Was it a problem? Of course it was a problem. Her trainee and her niece. But it was a problem for later, not now. ‘How old are you?’ she asked.

‘You know how old I am. Sixteen. Old enough.’

Frieda bit her lip. She didn’t want to ask, Old enough for what?

‘We could play charades,’ said Chloë, cheerfully. ‘What time shall we arrive?’

‘What do you think?’

‘How about early afternoon? That’s what other families do. They open their presents and mooch around a bit and then they have a blow-out meal in the afternoon or early evening. We could do that.’

‘Right.’

She pulled off her slippers; holding the phone between chin and hunched shoulder, she pulled off her skirt and tights.

‘We’re bringing the champagne. Mum said. That’s her contribution. What about crackers?’

Frieda thought of Alan’s parting remark and gave herself a mental shake. ‘I’ll bring the crackers,’ she said firmly. ‘And it won’t be turkey.’

‘So what –’

‘It’s a surprise.’

Before she left the house she called Reuben. Josef answered. Loud music was playing in the background. ‘Will you and Reuben come and have Christmas dinner at my house?’ she asked, without preamble.

‘Already we are.’

‘Sorry?’

‘We agreed. You cook me an English Christmas. Turkey and plum pudding.’
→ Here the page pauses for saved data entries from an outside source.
PR #1138, opened 2015-07-01
Clean up & simplify trim-low-abund by using generators

ctb:
See #1010 (normalize by median refactor) for inspiration.


ctb:
@bocajnotnef your input welcome!

bocajnotnef:
https://github.com/dib-lab/khmer/blob/cleanup/semistreaming/scripts/trim-low-abund.py#L254 and
https://github.com/dib-lab/khmer/blob/cleanup/semistreaming/scripts/trim-low-abund.py#L299 are essentially the same thing that relies mostly on data pulled from the trimmer--would be nice to integrate it into `Trimmer` somehow.

ctb:
I think most of what's left to do is:

- [ ] update ChangeLog
- [ ] test code coverage
- [ ] add help text for new arguments

ctb:
Ready for review & maybe merge @luizirber @camillescott

scripts/trim-low-abund.py
```diff
@@ -63,18 +63,9 @@
                          check_valid_file_exists, add_output_compression_type,
                          get_file_writer)
 
-DEFAULT_NORMALIZE_LIMIT = 20
+DEFAULT_TRIM_AT_COVERAGE = 20
 DEFAULT_CUTOFF = 2
```
camillescott: Just a thought, but considering the emphasis we put on our our default settings, it might be valuable to keep these in their own file in the main lib, like `defaults.py` or some such, where they can be imported and interrogated.

scripts/trim-low-abund.py
```diff
@@ -134,12 +125,190 @@ def get_parser():
...
+                        default=DEFAULT_DIGINORM_COVERAGE,
+                        help="Coverage threshold for --diginorm")
+    parser.add_argument('--single-pass', default=False, action='store_true',
+                        help="Do not do a second pass across the low coverage "
+                        "data")
+
     return parser
 
 
+class ReadBundle(object):
```
camillescott: This should also probably be in the main lib

scripts/trim-low-abund.py
ctb: I think it's good to have them local to the script, for comprehension reasons.
Maybe if we make absolutely sure to print them out and indicate where they
are set...

scripts/trim-low-abund.py
ctb: At the moment it's not used by any other script so that seemed premature
to me.

scripts/trim-low-abund.py
```diff
@@ -175,122 +364,85 @@ def main():
...
-
     tempdir = tempfile.mkdtemp('khmer', 'tmp', args.tempdir)
     print('created temporary directory %s; '
           'use -T to change location' % tempdir, file=sys.stderr)
 
+    trimmer = Trimmer(ct, not args.variable_coverage, args.cutoff,
+                      args.trim_at_coverage)
+    if args.diginorm:
+        trimmer.do_normalize = True
+        trimmer.diginorm_coverage = int(args.diginorm_coverage)
```
luizirber: These two can be initialized in Trimmer.__init__ (defaulting to False and 0?)

scripts/trim-low-abund.py
```diff
@@ -175,122 +364,85 @@ def main():
...
-                                     args.gzip, args.bzip)
-        else:
-            trimfp = get_file_writer(args.output, args.gzip, args.bzip)
+        pass2fp = open(pass2filename, 'w')
 
-        pass2list.append((filename, pass2filename, trimfp))
+        # construct output filenames
+        outfp = args.output
+        if outfp is None:
+            outfp = open(os.path.basename(filename) + '.abundtrim', 'wb')
```
luizirber: `outfp` and `trimfp` are never closed. What do you think about using context managers to control this?

scripts/trim-low-abund.py
```diff
@@ -110,9 +101,9 @@ def get_parser():
                         help='remove k-mers below this abundance',
                         default=DEFAULT_CUTOFF)
 
-    parser.add_argument('--normalize-to', '-Z', type=int,
-                        help='base cutoff on this median k-mer abundance',
-                        default=DEFAULT_NORMALIZE_LIMIT)
+    parser.add_argument('--trim-at-coverage', '-Z', type=int,
```
luizirber: I didn't know this worked, but
```python
parser.add_argument('--trim-at-coverage', '--normalize-to', '-Z', type=int,
```
also works (if there is anyone using the `--normalize-to` flag, it won't break for them)

tests/test_script_output.py
```diff
@@ -0,0 +1,192 @@
...
+
+def test_trim_low_abund_k21_M1e7_C4_variable_Z15():
+    infile = utils.get_test_data('simple-genome-reads.fa')
+    outfile = utils.get_temp_filename('out')
+    utils.runscript('trim-low-abund.py', ['-C', '4', '-k', '21',
+                                          '-V', '-Z', '15',
+                                          '-M', '1e7', '-o', outfile,
+                                          infile])
+
+    hash = _calc_md5(open(outfile, 'rb'))
```
luizirber: This is nitpicking, but let's close this file after using it:

```python
with open(outfile, 'rb') as output:
    hash = _calc_md5(output)
```

(Bonus points if you avoid using `hash` as a variable name, since it is a built-in function)

scripts/trim-low-abund.py
ctb: +1

scripts/trim-low-abund.py
ctb: I don't know how to use context managers here if 'outfp' is only sometimes created in the loop?

ctb: In any case, fixed in cc3b3e93ab

ctb:
Ready for review & merge @luizirber

ctb:
Ready for review & merge.

khmer/kfile.py
```diff
@@ -232,6 +232,11 @@ def get_file_writer(file_handle, do_gzip, do_bzip):
     if do_gzip and do_bzip:
         raise ValueError("Cannot specify both bzip and gzip compression!")
 
+    if file_handle is sys.stdout:         # needed for Python 3/gzip.
```
luizirber: Should this be removed, since it is being worked on #1367 ?

ctb:
Sorry, thought I'd committed that change already - now done. Ready once more!

PR #1159, opened 2015-07-08
Escape incorrect signature as hex values

luizirber:
`test_labelhash.py:test_load_wrong_filetype` is failing sometimes. It is somewhat hard to reproduce, but the issue is that the file signature can contain unprintable characters and the Python exception (`OSError`) is not being built properly.

This PR just print the char[4] string in hexadecimal. It is a bit weird, because the error message says it should be 'OXLI', which is not hexadecimal...

Previous (and this is non-deterministic, file signature can be different values):
`Incorrect file signature >a (m while reading labels/tags from tests/test-data/all-A.fa Should be: OXLI`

‘I was thinking about something a bit different. Like me not cooking it. What do you do in Ukraine for Christmas?’

‘It is my honour to prepare for my friends. Twelve foods.’

‘Twelve? No, Josef. One is fine.’

‘Twelve foods is mandatory in my home.’

‘But that’s too much.’

‘Never too much.’

‘If you’re sure,’ said Frieda, doubtfully. ‘I just thought something simple. Meatballs. Isn’t that Ukrainian?’